(Beginning of RECORDS)
PR #101, opened 2015-10-09
Make HasTraits._notify_change public

SylvainCorlay:
This simply makes `HasTraits.notify_change` public. Indeed, ipywidgets currently makes direct use of the deprecated (and private) `_notify_trait`, and should rather call the new `_notify_change`. 

This PR acknowledges that this is public API.

### DIFF
--- a/traitlets/config/configurable.py
+++ b/traitlets/config/configurable.py
@@ -176,7 +176,7 @@ class Configurable(HasTraits):
         # merge new config
         self.config.merge(config)
         # unconditionally notify trait change, which triggers load of new config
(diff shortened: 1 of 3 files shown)


minrk:
Is it true that ipywidgets should actually be doing this in an overridden `_notify_trait`? Or should ipywidgets have been using a trait listener all along, and never overridden `_notify_trait`?

SylvainCorlay:
Good point. I will look at it and see if there is a good reason for widgets to overload it.

SylvainCorlay:
Closing, this should not be needed.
(End of RECORDS)
WHAT THE TASK ASKS: Each line above from the one with "Make HasTraits._notify_change public" up to and including the one with "self.config.merge(config)" must be set down exactly, and no line outside that span may appear.

COMPLETED TASK:
Make HasTraits._notify_change public

SylvainCorlay:
This simply makes `HasTraits.notify_change` public. Indeed, ipywidgets currently makes direct use of the deprecated (and private) `_notify_trait`, and should rather call the new `_notify_change`. 

This PR acknowledges that this is public API.

### DIFF
--- a/traitlets/config/configurable.py
+++ b/traitlets/config/configurable.py
@@ -176,7 +176,7 @@ class Configurable(HasTraits):
         # merge new config
         self.config.merge(config)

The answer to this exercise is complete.